What is needed
Show every line of the data that includes the word "estimated".

▼

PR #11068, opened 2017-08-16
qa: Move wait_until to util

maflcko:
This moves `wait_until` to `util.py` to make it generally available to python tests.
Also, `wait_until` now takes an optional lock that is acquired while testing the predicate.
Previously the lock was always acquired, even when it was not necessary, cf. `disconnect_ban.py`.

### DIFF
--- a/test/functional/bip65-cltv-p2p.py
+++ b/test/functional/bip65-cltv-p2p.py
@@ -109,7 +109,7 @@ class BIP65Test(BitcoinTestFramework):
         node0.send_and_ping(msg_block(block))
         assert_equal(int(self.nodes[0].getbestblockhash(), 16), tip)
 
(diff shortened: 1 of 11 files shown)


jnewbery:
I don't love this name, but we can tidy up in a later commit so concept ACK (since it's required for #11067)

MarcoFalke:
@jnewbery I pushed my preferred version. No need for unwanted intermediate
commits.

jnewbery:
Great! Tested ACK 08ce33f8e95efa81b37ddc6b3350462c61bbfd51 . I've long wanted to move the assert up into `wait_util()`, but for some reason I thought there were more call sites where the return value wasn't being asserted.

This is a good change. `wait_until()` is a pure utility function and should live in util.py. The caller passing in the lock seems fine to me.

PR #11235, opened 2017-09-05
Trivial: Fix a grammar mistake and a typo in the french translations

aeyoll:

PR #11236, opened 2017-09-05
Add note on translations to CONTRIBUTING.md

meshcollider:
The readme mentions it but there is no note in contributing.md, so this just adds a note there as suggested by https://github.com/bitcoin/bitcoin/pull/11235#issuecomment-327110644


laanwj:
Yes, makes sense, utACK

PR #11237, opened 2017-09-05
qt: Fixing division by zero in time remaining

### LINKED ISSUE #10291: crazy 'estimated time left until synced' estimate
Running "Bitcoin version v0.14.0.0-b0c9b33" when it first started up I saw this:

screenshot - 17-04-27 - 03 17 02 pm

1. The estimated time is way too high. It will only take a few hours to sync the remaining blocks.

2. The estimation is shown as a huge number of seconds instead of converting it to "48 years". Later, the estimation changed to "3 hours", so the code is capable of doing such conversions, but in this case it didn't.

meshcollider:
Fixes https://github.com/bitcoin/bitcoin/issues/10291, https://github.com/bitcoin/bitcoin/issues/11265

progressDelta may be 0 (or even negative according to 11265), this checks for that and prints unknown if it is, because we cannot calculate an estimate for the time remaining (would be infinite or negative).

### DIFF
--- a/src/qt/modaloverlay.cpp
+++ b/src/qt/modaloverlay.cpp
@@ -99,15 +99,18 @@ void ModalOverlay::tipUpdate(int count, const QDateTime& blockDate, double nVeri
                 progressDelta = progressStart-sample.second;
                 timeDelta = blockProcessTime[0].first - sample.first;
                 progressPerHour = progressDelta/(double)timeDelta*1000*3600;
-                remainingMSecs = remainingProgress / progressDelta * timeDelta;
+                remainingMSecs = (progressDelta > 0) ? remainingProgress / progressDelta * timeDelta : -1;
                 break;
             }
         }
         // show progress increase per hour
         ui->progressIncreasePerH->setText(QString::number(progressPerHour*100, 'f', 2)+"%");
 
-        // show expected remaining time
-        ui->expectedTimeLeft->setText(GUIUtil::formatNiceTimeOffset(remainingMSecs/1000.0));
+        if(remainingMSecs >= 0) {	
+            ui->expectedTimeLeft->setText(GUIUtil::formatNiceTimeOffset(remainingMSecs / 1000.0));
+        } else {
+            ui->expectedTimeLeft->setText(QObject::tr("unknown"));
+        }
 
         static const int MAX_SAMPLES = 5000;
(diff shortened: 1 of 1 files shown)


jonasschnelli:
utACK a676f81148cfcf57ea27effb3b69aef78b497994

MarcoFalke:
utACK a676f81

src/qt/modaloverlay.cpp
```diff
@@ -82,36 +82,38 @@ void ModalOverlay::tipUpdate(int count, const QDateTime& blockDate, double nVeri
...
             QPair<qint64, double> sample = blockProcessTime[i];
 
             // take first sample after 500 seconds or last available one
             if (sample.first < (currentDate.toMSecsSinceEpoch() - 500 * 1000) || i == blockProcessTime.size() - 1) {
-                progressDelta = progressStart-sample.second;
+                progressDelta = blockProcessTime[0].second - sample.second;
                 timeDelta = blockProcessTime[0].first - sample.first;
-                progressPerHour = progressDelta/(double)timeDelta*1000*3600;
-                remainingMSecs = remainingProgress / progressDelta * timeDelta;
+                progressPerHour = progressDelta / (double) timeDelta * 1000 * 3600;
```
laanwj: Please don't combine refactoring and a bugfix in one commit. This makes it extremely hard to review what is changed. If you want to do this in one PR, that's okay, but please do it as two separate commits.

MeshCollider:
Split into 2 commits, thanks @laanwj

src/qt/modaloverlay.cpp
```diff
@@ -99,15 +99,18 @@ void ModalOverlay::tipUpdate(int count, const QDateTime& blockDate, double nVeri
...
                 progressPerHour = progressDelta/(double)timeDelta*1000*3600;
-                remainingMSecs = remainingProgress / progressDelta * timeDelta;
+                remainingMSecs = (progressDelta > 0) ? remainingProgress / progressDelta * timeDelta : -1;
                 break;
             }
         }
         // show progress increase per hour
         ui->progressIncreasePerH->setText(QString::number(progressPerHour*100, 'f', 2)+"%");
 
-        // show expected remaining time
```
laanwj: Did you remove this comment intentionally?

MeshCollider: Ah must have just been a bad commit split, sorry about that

▲

Response to this exercise
### LINKED ISSUE #10291: crazy 'estimated time left until synced' estimate
1. The estimated time is way too high. It will only take a few hours to sync the remaining blocks.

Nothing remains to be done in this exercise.